**Task brief:** Repeat only the lines running from the beginning of the material through the line that contains "Follow-up from a".

**Source data:**
= = = =
PR #10007, opened 2026-08-12
refactor: tighten desktop IPC, ExecutionsTool schema, and OpenRouter message casts

LionSR:
## Summary

Follow-up from a scheduled data-structure-design audit of the codebase. Fixes the highest-confidence findings — mechanical, behavior-preserving tightenings, each verified with a full workspace typecheck and targeted tests:

1. **`packages/desktop/src/main/desktopFileSelection.ts` (High)** — routed inbound messages through the shared `MainViewInboundMessageSchema` discriminated union at the entry point, matching every sibling desktop IPC adapter (`desktopShellIpc.ts`, `desktopWorkspaceIpc.ts`, `desktopSettingsIpc.ts`, ...). Previously this file alone read the loose `DesktopCommandMessage` envelope with hand-rolled `typeof x === 'string'` guards, so the desktop and extension hosts could silently diverge on what's valid for the same wire command.

2. **`src/tools/ExecutionsTool.ts` (Medium)** — converted the flat `z.strictObject` input schema (5 independently-optional fields whose validity actually depends on `action`) into a `z.discriminatedUnion('action', [...])`, matching the pattern every sibling multi-command tool already uses (`PlanTool`, `MemoryTool`, `ExternalInquiryTool`). Each branch now only declares the fields that action actually uses. A `z.preprocess` step preserves the pre-existing "omitted `action` defaults to `view`" call shape. Previously-silent invalid combinations are now rejected instead of quietly ignored (e.g. `action=kill` with no execution id, or `wait`/`kill`/`subscribe`/`unsubscribe` against a sub-resource path like `/executions/{id}/output`).

3. **`src/agent/modelHandlers/openrouter/modelHandlerOpenRouterNative.ts` (Medium)** — removed all 12 `as ChatMessages` / `as ChatContentItems` / `as ChatAssistantMessage` / `as ChatContentText` casts. Each one turned out to be unnecessary once traced against the OpenRouter SDK's actual (already-discriminated) types — `ChatChoice.message` is already typed `ChatAssistantMessage`, and `ChatMessages`/`ChatContentItems` are `role`/`type`-discriminated unions that TypeScript narrows correctly through plain `Array.isArray`/equality checks. No behavior change; the casts were pure noise hiding correct narrowing that already worked.

## Issue acceptance gates

No linked issue — this is a direct implementation of the audit's High/Medium findings (desktop IPC bypass, ExecutionsTool grab-bag schema, OpenRouter cast noise) reported earlier in the session that requested this refactor.

## Single source of truth

- Desktop file-selection dispatch now defers to `MainViewInboundMessageSchema` (`src/shared/schemas/mainView/inbound.ts`) as the sole validator for main-view inbound commands, same as every other desktop IPC adapter.
- `ExecutionsTool`'s action-to-valid-fields mapping is now owned by the schema itself (`ExecutionsToolActionSchema`), not re-derived by hand in `execute()`.

Removed duplication: `desktopFileSelection.ts` no longer re-implements ad hoc field guards that `MainViewInboundMessageSchema` already encodes. No new cross-file abstractions were added — the new `ViewActionSchema`/`WaitActionSchema`/`KillActionSchema`/`SubscribeActionSchema`/`UnsubscribeActionSchema` are module-private schema literals local to `ExecutionsTool.ts`, following the same in-file pattern as `PlanTool.ts`'s discriminated union.

## Net elements (R6)

3 files changed, +174/-79 (diffstat), net +95 lines. No new exported symbols (`git diff | grep '^[+-]export'` is empty). No new classes/interfaces. `ExecutionsTool.ts` gains 6 module-private `const` schema declarations replacing 1 flat one — the growth is the discriminated-union branches carrying their own descriptions (previously interpolated into one shared description string), not new abstraction layers.

## Consumer counts (R8)

n/a — no emit path or export was deleted or re-routed.

## Host impact

Extension: none (dispatch path untouched; already used the shared schema correctly).

Desktop: `desktopFileSelection.ts`'s `handleMessage` now validates via `MainViewInboundMessageSchema.safeParse` before dispatch, same as `desktopShellIpc.ts`. Behavior-preserving for all four handled commands (`SELECT_MULTIPLE_FILES`, `REQUEST_BASE_FILE`, `REFRESH_ALL_FILES`, `REQUEST_EDITED_FILE`).

CLI: none.

## Scheduled refactoring

None. The audit also flagged a larger, riskier finding (the `UserVars = Record<string, unknown>` template-variable grab-bag in `src/agent/utils/userVars.ts`, ~50+ keys across 5 functions) that was intentionally left out of this PR — it needs a broader restructuring across `PromptBuilder.ts` and template-substitution call sites that deserves its own focused pass rather than being bundled here.

## Validation

- `npm run typecheck` (full workspace: root, test-kernel, agent package build, cli, trace-viewer, desktop) — clean.
- `npx vitest run` targeted suites: `ExecutionsTool*.vitest.ts` (4 files), `ToolInputPreview.vitest.ts`, `ElectronFileSelection.vitest.ts`, `ElectronMainViewIpc.vitest.ts`, and all OpenRouter/model-handler suites (`ModelHandlerOpenRouterNative.vitest.ts` + 8 related files) — 253 tests, all passing.
- `npx eslint` and `npx prettier --check` on all three changed files — clean.
- `npm run check:dead-code-ratchet` — no new unused exports/files.
- Full `npm test` was attempted but exceeds this session's time budget (853 test files); not run to completion. The full workspace typecheck plus the targeted suites above cover the changed code paths directly.

---
_Generated by [Claude Code](https://claude.ai/code/session_01DfodXxBPqVo8wEhr8zB3vB)_

---

> [!NOTE]
> **Medium Risk**
> Touches desktop IPC validation and the ExecutionsTool input schema (agent-facing tool contract). Mostly behavior-preserving, but schema tightening can newly reject previously-ignored invalid inputs.
> 
> **Overview**
> Aligns three audit findings with existing codebase patterns — behavior-preserving type and schema tightenings.
> 
> **Desktop file selection** now validates inbound IPC through `MainViewInboundMessageSchema` at the entry point (matching `desktopShellIpc` and siblings), replacing ad-hoc `typeof` field guards so desktop and extension hosts share one wire contract.
> 
> **`ExecutionsTool`** converts its flat grab-bag input schema into a `z.discriminatedUnion` on `action`, so each branch only accepts fields that action uses. Invalid combos (e.g. `kill` without an id, or non-`view` actions on sub-resource paths) are now rejected instead of silently ignored. A preprocess step preserves omitted/`null` `action` defaulting to `view`.
> 
> **OpenRouter native handler** drops unnecessary `as ChatMessages` / `as ChatAssistantMessage` casts; SDK types already narrow correctly without them.
> 
> <sup>Reviewed by [Cursor Bugbot](https://cursor.com/bugbot) for commit b0b311aefc3dfee2c485554cfa5b89e31399979a. Bugbot is set up for automated code reviews on this repo. Configure [here](https://www.cursor.com/dashboard/bugbot).</sup>

### DIFF
--- a/packages/desktop/src/main/desktopFileSelection.ts
+++ b/packages/desktop/src/main/desktopFileSelection.ts
@@ -13,12 +13,25 @@ import { listWorkspaceFiles } from '@common/files/workspaceFileListing';
 import { platform } from '@platform/platform';
 import { relativeToRoot } from '@platform/defaults/nodeWorkspace';
 import { MAIN_VIEW_COMMANDS } from '@shared/ipc';
+import {
+  MainViewInboundMessageSchema,
+  type MainViewInboundMessage,
+} from '@shared/schemas';
 import { normalizeFilePath } from '@utils/core';
 
 import type {
   DesktopCommandMessage,
   DesktopMessageHandler,
 } from './desktopIpcTypes.js';
+
+type MessageFor<C extends MainViewInboundMessage['command']> = Extract<
+  MainViewInboundMessage,
+  { command: C }
+>;
+
+type SelectMultipleFilesMessage = MessageFor<
+  typeof MAIN_VIEW_COMMANDS.SELECT_MULTIPLE_FILES
+>;
 
 interface DesktopFileSelectionDialogOptions {
   title: string;
@@ -168,22 +181,19 @@ export function createDesktopFileSelection(
   }
 
   function isDesktopMultiFileType(
-    value: unknown,
+    value: string,
   ): value is DesktopMultiFileType {
-    return (
-      typeof value === 'string' &&
-      Object.hasOwn(MULTI_SET_COMMAND_BY_FILE_TYPE, value)
-    );
+    return Object.hasOwn(MULTI_SET_COMMAND_BY_FILE_TYPE, value);
   }
 
-  async function selectMultipleFiles(message: DesktopCommandMessage) {
+  async function selectMultipleFiles(message: SelectMultipleFilesMessage) {
     if (!options.showOpenFileDialog) return;
     if (!isDesktopMultiFileType(message.fileType)) {
       // The shared webview posts this for 'output' too, which the desktop has
       // no picker for. Say so rather than dropping it: handleMessage already
       // reported the message as handled.
       createChannelTrace('DesktopFileSelection').warn(
-        `Unsupported multiple file selection: ${String(message.fileType)}`,
+        `Unsupported multiple file selection: ${message.fileType}`,
       );
       return;
     }
@@ -192,8 +202,7 @@ export function createDesktopFileSelection(
 
     const fileType = message.fileType;
     const listConfig = getFileListConfig(fileType, loadFileListSettings());
-    const currentFile =
-      typeof message.currentFile === 'string' ? message.currentFile : undefined;
+    const currentFile = message.currentFile;
     const defaultPath =
       currentFile != null
         ? resolveWorkspaceFile(workspacePath, currentFile)
@@ -223,7 +232,7 @@ export function createDesktopFileSelection(
     });
   }
 
-  function handleMessage(message: DesktopCommandMessage): boolean {
+  function dispatch(message: MainViewInboundMessage): boolean {
     switch (message.command) {
       case MAIN_VIEW_COMMANDS.SELECT_MULTIPLE_FILES:
         runAsync(selectMultipleFiles(message));
@@ -235,15 +244,20 @@ export function createDesktopFileSelection(
         runAsync(refreshDiskBackedDropdowns());
         return true;
       case MAIN_VIEW_COMMANDS.REQUEST_EDITED_FILE:
-        runAsync(
-          updateEditedFiles(
-            typeof message.baseFile === 'string' ? message.baseFile : undefined,
-          ),
-        );
+        runAsync(updateEditedFiles(message.baseFile));
         return true;
       default:
         return false;
     }
+  }
+
+  // Single discriminated-union parse at the entry point, matching every
+  // other desktop IPC adapter (see desktopShellIpc.ts) — the switch above
+  // then operates on the narrowed variant with no per-case guessing at field
+  // types or presence.
+  function handleMessage(message: DesktopCommandMessage): boolean {
+    const parsed = MainViewInboundMessageSchema.safeParse(message);
+    return parsed.success ? dispatch(parsed.data) : false;
   }
 
   return { handleMessage };
--- a/src/agent/modelHandlers/openrouter/modelHandlerOpenRouterNative.ts
+++ b/src/agent/modelHandlers/openrouter/modelHandlerOpenRouterNative.ts
@@ -73,10 +73,8 @@ import type {
   ChatStreamChunk,
   ChatUsage,
   ChatMessages,
-  ChatAssistantMessage,
   ChatToolCall,
   ChatContentItems,
-  ChatContentText,
   ChatRequest,
 } from '@openrouter/sdk/models';
 
@@ -462,7 +460,7 @@ export class ModelHandlerOpenRouterNative extends ModelHandler<
   }
 
   createAssistantMessage(text: string): ChatMessages {
-    return { role: 'assistant', content: text } as ChatMessages;
+    return { role: 'assistant', content: text };
   }
 
   extractAssistantText(message: ChatMessages): string | undefined {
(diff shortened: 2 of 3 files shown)


LionSR:
Thanks for the reviews. Pushed 6e44fb9 addressing the two real findings:

**Exhaustiveness switch (claude[bot] + texra-ai[bot], `ExecutionsTool.ts:653`)** — fixed. Added `default: return assertNever(input, 'Unrecognized executions action');`. Note: a bare `input.action satisfies never` doesn't actually compile here — I verified it separately — because Zod's inferred discriminated-union output type makes property access on the narrowed-to-`never` `input` a type error (`Property 'action' does not exist on type 'never'`), unlike a hand-written TS union. Asserting on `input` itself (not `input.action`) avoids that, and matches the repo's existing `assertNever(value, message)` helper already used by `TextEditorTool.ts` and others.

**`action` required-in-schema regression (codex P2, `ExecutionsTool.ts:584`)** — fixed, and this one was real: I'd checked `toJSONSchema`'s `required` output earlier but with the wrong `io` mode. Re-checked against the actual `TOOL_JSON_SCHEMA_OPTIONS` (`io: 'input'`) and confirmed the original flat schema's `.prefault('view')` produced `required: ["path"]`, while my discriminated-union version produced `required: ["path", "action"]` on every branch — a real violation of AGENTS.md's "design for the model's first call" rule. Fixed by making the `view` branch's `action` field `.optional().default('view')` instead of a bare literal (verified `z.discriminatedUnion` still matches an omitted `action` to this branch and populates the default in the parsed output), which let me drop the top-level `z.preprocess` entirely — also resolves claude[bot]'s minor note about `.preprocess` not covering an explicit `action: undefined`, since there's no more preprocess step to have that gap.

**Flattened-schema field permissiveness (codex P2, `ExecutionsTool.ts:539`)** — not changing. Checked `toolConversion.ts:471-504`: OpenAI tool calls in this repo run with `strict: false` specifically because several existing tools (including the already-shipped `PlanTool`/`MemoryTool`, which use this exact discriminated-union-with-per-branch-only-fields pattern) have optional/branch-specific fields incompatible with strict mode's "all properties required, null-fill the rest" behavior. So a provider isn't forced to null-fill cross-branch fields like `timeout` on a `kill` call — the concern would need a fix to the shared `flattenTopLevelUnion`/strict-mode architecture, and would apply equally to `PlanTool`/`MemoryTool` today, not something scoped to this PR's `ExecutionsTool` change.

Re-ran full workspace typecheck, the `ExecutionsTool*`/`ToolInputPreview`/`AgentPromptContracts`/`ToolConversion` suites (827 tests), lint, and prettier after the fix — all clean.

---

LionSR:
Good catch — that was real, and I should have caught it myself given AGENTS.md's explicit `.nullish()`-not-`.optional()` rule. Pushed 6afb89e: `action` on the `view` branch is now `z.literal('view').nullish().transform((v) => v ?? 'view')`. Verified directly:

- `{path}` (omitted), `{path, action: null}`, and `{path, action: 'view'}` all parse to `action: 'view'`.
- The view branch's JSON-schema `required` is still just `["path"]` (checked against the real `io: 'input'` `TOOL_JSON_SCHEMA_OPTIONS`).

Re-ran full workspace typecheck + the same 827-test suite from the last round, lint, and prettier — all clean.

---

LionSR:
Confirmed and fixed in b0b311a — this was a real P1, independently caught by both Codex and Cursor Bugbot, and worse than the bug my previous fix was solving. `.nullish()` on the `view` branch's `action` field made Zod emit `anyOf: [{const: 'view'}, {type: 'null'}]` for that property; `flattenTopLevelUnion`'s `schemaLiteralValue` only recognizes a bare `const`/single-value `enum` as a discriminator literal, so it fell back to that raw `anyOf` shape for the merged property — silently dropping `wait`/`kill`/`subscribe`/`unsubscribe` from the OpenAI/Anthropic/Google-facing schema.

Fix: `action: z.literal('view').optional().default('view')` (confirmed via `toJSONSchema` this emits a clean `const: 'view'`, not `anyOf`) plus a narrow top-level `z.preprocess` that only strips an explicit `action: null` down to "key absent" before parsing — the branch's own default then takes over exactly as it does for a truly omitted key.

Verified end-to-end against the actual `ExecutionsTool` instance's `convertToolSchema(tool.definition)` output (not just an isolated repro): `action` now shows `enum: ["view","wait","kill","subscribe","unsubscribe"]` with `required: ["path"]`. Also re-verified omitted/`null`/`'view'`/`'wait'`/`'kill'` all still parse correctly, full workspace typecheck, the same 827-test suite, lint, and prettier.

---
= = = =
**Written answer:**
PR #10007, opened 2026-08-12
refactor: tighten desktop IPC, ExecutionsTool schema, and OpenRouter message casts

LionSR:
## Summary

Follow-up from a scheduled data-structure-design audit of the codebase. Fixes the highest-confidence findings — mechanical, behavior-preserving tightenings, each verified with a full workspace typecheck and targeted tests:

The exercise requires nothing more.